##### GIVEN DATA

PR #3119, opened 2024-11-20
Support overloaded LLVM intrinsics

### LINKED ISSUE #3117: Error with overloaded LLVM intrinsics
ISPC is struggling to correctly use overloaded LLVM intrinsics. Consider the two following examples:

1. 
```ispc
uniform float foo(uniform float a, uniform float b) {
    return @llvm.maxnum(a, b);
}
```

Error:
```bash
Intrinsic name not mangled correctly for type arguments! Should be: llvm.maxnum.f32
ptr @llvm.maxnum.f32.f32
/usr/local/src/ispc/src/main.cpp(414): FATAL ERROR: Unhandled signal sent to process; terminating.
***
***
Compiler returned: 139
```

Compiler explorer link: https://godbolt.org/z/KWh9cjPEr

2.
```ispc
int16 foo(int16 t) {
    return @llvm.aarch64.neon.sqrdmulh(t, t);
}
```

Error:
```bash
Intrinsic name not mangled correctly for type arguments! Should be: llvm.aarch64.neon.sqrdmulh.v8i16
ptr @llvm.aarch64.neon.sqrdmulh.v8i16.v8i16
/usr/local/src/ispc/src/main.cpp(414): FATAL ERROR: Unhandled signal sent to process; terminating.
***
***
Compiler returned: 139
```

Compiler explorer link: https://godbolt.org/z/qPx14Er61

This issue was resolved for a few specific LLVM intrinsics in https://github.com/ispc/ispc/pull/3114, but more general fix is required.

nurmukhametov:
This PR supports overloaded LLVM intrinsics. 

We need to produce correct function declarations for overloaded LLVM intrinsics. ISPC used all arguments to mangling in extra suffixes (which is wrong, e.g., see #3117). We need to provide only some arguments.

This PR adds support to `<N x ptr>` ISPC type. It also introduces ISPC type that matches to `<N x i1>` for targets with `mask_bits != 1`. Both are needed to support `llvm.masked.gather` and similar. These intrinsics will be used to implement common target.

This fixes #3117.

### DIFF
--- a/src/expr.cpp
+++ b/src/expr.cpp
@@ -7134,23 +7134,11 @@ static llvm::Value *lTypeConvAtomicOrUniformVector(FunctionEmitContext *ctx, llv
             cast = exprVal;
             break;
         case AtomicType::TYPE_INT8:
-        case AtomicType::TYPE_UINT8: {
-            llvm::Value *zero = LLVMIntAsType(0, fromType->LLVMType(g->ctx));
-            cast = ctx->CmpInst(llvm::Instruction::ICmp, llvm::CmpInst::ICMP_NE, exprVal, zero, cOpName);
-            break;
-        }
+        case AtomicType::TYPE_UINT8:
         case AtomicType::TYPE_INT16:
-        case AtomicType::TYPE_UINT16: {
-            llvm::Value *zero = LLVMIntAsType(0, fromType->LLVMType(g->ctx));
-            cast = ctx->CmpInst(llvm::Instruction::ICmp, llvm::CmpInst::ICMP_NE, exprVal, zero, cOpName);
-            break;
-        }
+        case AtomicType::TYPE_UINT16:
         case AtomicType::TYPE_INT32:
-        case AtomicType::TYPE_UINT32: {
-            llvm::Value *zero = LLVMIntAsType(0, fromType->LLVMType(g->ctx));
-            cast = ctx->CmpInst(llvm::Instruction::ICmp, llvm::CmpInst::ICMP_NE, exprVal, zero, cOpName);
-            break;
-        }
+        case AtomicType::TYPE_UINT32:
         case AtomicType::TYPE_INT64:
         case AtomicType::TYPE_UINT64: {
             llvm::Value *zero = LLVMIntAsType(0, fromType->LLVMType(g->ctx));
--- a/src/expr.cpp
+++ b/src/expr.cpp
@@ -941,6 +941,9 @@ static llvm::Constant *lLLVMConstantValue(const Type *type, llvm::LLVMContext *c
             } else {
                 return LLVMBoolVector(value != 0.);
             }
+        case AtomicType::TYPE_INT1: {
+            return isUniform ? LLVMInt1(value != 0.) : LLVMInt1Vector(value != 0.);
+        }
         case AtomicType::TYPE_INT8: {
             int i = (int)value;
             Assert((double)i == value);
@@ -6028,6 +6031,7 @@ ConstExpr::ConstExpr(const ConstExpr *old, SourcePos p) : Expr(p, ConstExprID) {
 
     switch (basicType) {
     case AtomicType::TYPE_BOOL:
+    case AtomicType::TYPE_INT1:
         std::copy(old->boolVal, old->boolVal + Count(), boolVal);
         break;
     case AtomicType::TYPE_INT8:
@@ -6089,6 +6093,8 @@ llvm::Value *ConstExpr::GetValue(FunctionEmitContext *ctx) const {
         } else {
             return boolVal[0] ? LLVMTrue : LLVMFalse;
         }
+    case AtomicType::TYPE_INT1:
+        return isVarying ? LLVMInt1Vector(boolVal[0]) : LLVMInt1(boolVal[0]);
     case AtomicType::TYPE_INT8:
         return isVarying ? LLVMInt8Vector(int8Val) : LLVMInt8(int8Val[0]);
     case AtomicType::TYPE_UINT8:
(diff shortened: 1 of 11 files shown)


src/intrinsics.cpp
```diff
@@ -259,6 +259,11 @@ static const Type *lLLVMTypeToISPCType(const llvm::Type *t, bool intAsUnsigned)
         return PointerType::GetUniform(AtomicType::VaryingDouble);
     }
 
+    // vector of pointers
+    else if (t == LLVMTypes::PtrVectorType) {
```
aneshlya, line 267: Could you add `(t == LLVMTypes::PtrType)` condition here as well?

src/intrinsics.cpp
```diff
@@ -223,6 +223,8 @@ static const Type *lLLVMTypeToISPCType(const llvm::Type *t, bool intAsUnsigned)
         return intAsUnsigned ? AtomicType::VaryingUInt64 : AtomicType::VaryingInt64;
     } else if (t == LLVMTypes::MaskType) {
         return AtomicType::VaryingBool;
+    } else if (t == LLVMTypes::Int1VectorType) {
```
aneshlya, line 228: For complete picture here should be `t == LLVMTypes::Int1Type` as well.

src/expr.cpp
```diff
@@ -7144,6 +7171,7 @@ static llvm::Value *lTypeConvAtomicOrUniformVector(FunctionEmitContext *ctx, llv
             }
             cast = exprVal;
             break;
+        // TODO!: all int casts are literally same, refactor to remove copy-paste
```
aneshlya, line 7181: There is a bunch of other places in this file like `ConstExpr` or `TypeCheckExpr` where we check particular atomic type. 
I believe that `AtomicType::TYPE_INT1` should be added to all these places as well.

src/type.cpp
```diff
@@ -114,6 +114,8 @@ const Type *Type::ResolveDependenceForTopType(TemplateInstantiation &templInst)
 
 const AtomicType *AtomicType::UniformBool = new AtomicType(AtomicType::TYPE_BOOL, Variability::Uniform, false);
 const AtomicType *AtomicType::VaryingBool = new AtomicType(AtomicType::TYPE_BOOL, Variability::Varying, false);
+const AtomicType *AtomicType::UniformInt1 = new AtomicType(AtomicType::TYPE_INT1, Variability::Uniform, false);
```
aneshlya, line 117: The implementation of int1 type is not complete in comparison to other types (like int8). I understand that the reason behind it that int1 type is not explicitly visible to users and it has limited usage but it raises lots of questions - why it is added to some methods and not to others, how can we guarantee that it will not break if we add more use cases (intrinsics) that use i1 type?

src/expr.cpp
```diff
@@ -4141,6 +4141,13 @@ llvm::Value *FunctionCallExpr::GetValue(FunctionEmitContext *ctx) const {
         if (isInvoke) {
             return ctx->InvokeSyclInst(callee, ft, argVals);
         } else {
+            // if callee is llvm.masked.gather then cast with inttoptr the first arg to PtrVectorType
+            if (callee->getName().starts_with("llvm.masked.gather")) {
+                argVals[0] = ctx->IntToPtrInst(argVals[0], LLVMTypes::PtrVectorType);
+            }
+            if (callee->getName().starts_with("llvm.masked.scatter")) {
+                argVals[1] = ctx->IntToPtrInst(argVals[1], LLVMTypes::PtrVectorType);
+            }
```
aneshlya, line 4150: There is nothing wrong with the code except that it looks like a hack in this place :)
It should be done earlier when we check the function arguments (line 4111 or earlier?). Also can we do this through `TypeConvertExpr`?

src/intrinsics.cpp
nurmukhametov: Pointer to values are already covered on lines 233-264

src/expr.cpp
nurmukhametov: I have added more places with `TYPE_INT1` in the last commit.

src/expr.cpp
nurmukhametov: > There is nothing wrong with the code except that it looks like a hack in this place :) It should be done earlier when we check the function arguments (line 4111 or earlier?). Also can we do this through `TypeConvertExpr`?

4111 or earlier and `TypeConvertExpr` operates in ISPC types whereas we adjust only LLVM types here.

src/type.cpp
aneshlya: Please add your comment about VaryingInt1 type above to type.h, it'll be very helpful.

src/expr.cpp
aneshlya: I see.

src/type.cpp
```diff
@@ -257,10 +258,11 @@ bool AtomicType::IsUnsignedType() const {
 }
 
 bool AtomicType::IsSignedType() const {
-    return (basicType == TYPE_INT8 || basicType == TYPE_INT16 || basicType == TYPE_INT32 || basicType == TYPE_INT64);
+    return (basicType == TYPE_INT1 || basicType == TYPE_INT8 || basicType == TYPE_INT16 || basicType == TYPE_INT32 ||
+            basicType == TYPE_INT64);
 }
 
-bool AtomicType::IsBoolType() const { return basicType == TYPE_BOOL; }
+bool AtomicType::IsBoolType() const { return basicType == TYPE_BOOL || basicType == TYPE_BOOL; }
```
aneshlya, line 265: `|| basicType == TYPE_INT1`?

aneshlya (approved):
Please address two last minor comments and I think it's ready to go.

src/type.cpp
nurmukhametov: Fixed

src/type.cpp
nurmukhametov: Done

##########

WHAT TO PRODUCE:
Lines with the string "IsBoolType": pick each one out of the material and return it.

ANSWER TO THIS PROBLEM:
-bool AtomicType::IsBoolType() const { return basicType == TYPE_BOOL; }
+bool AtomicType::IsBoolType() const { return basicType == TYPE_BOOL || basicType == TYPE_BOOL; }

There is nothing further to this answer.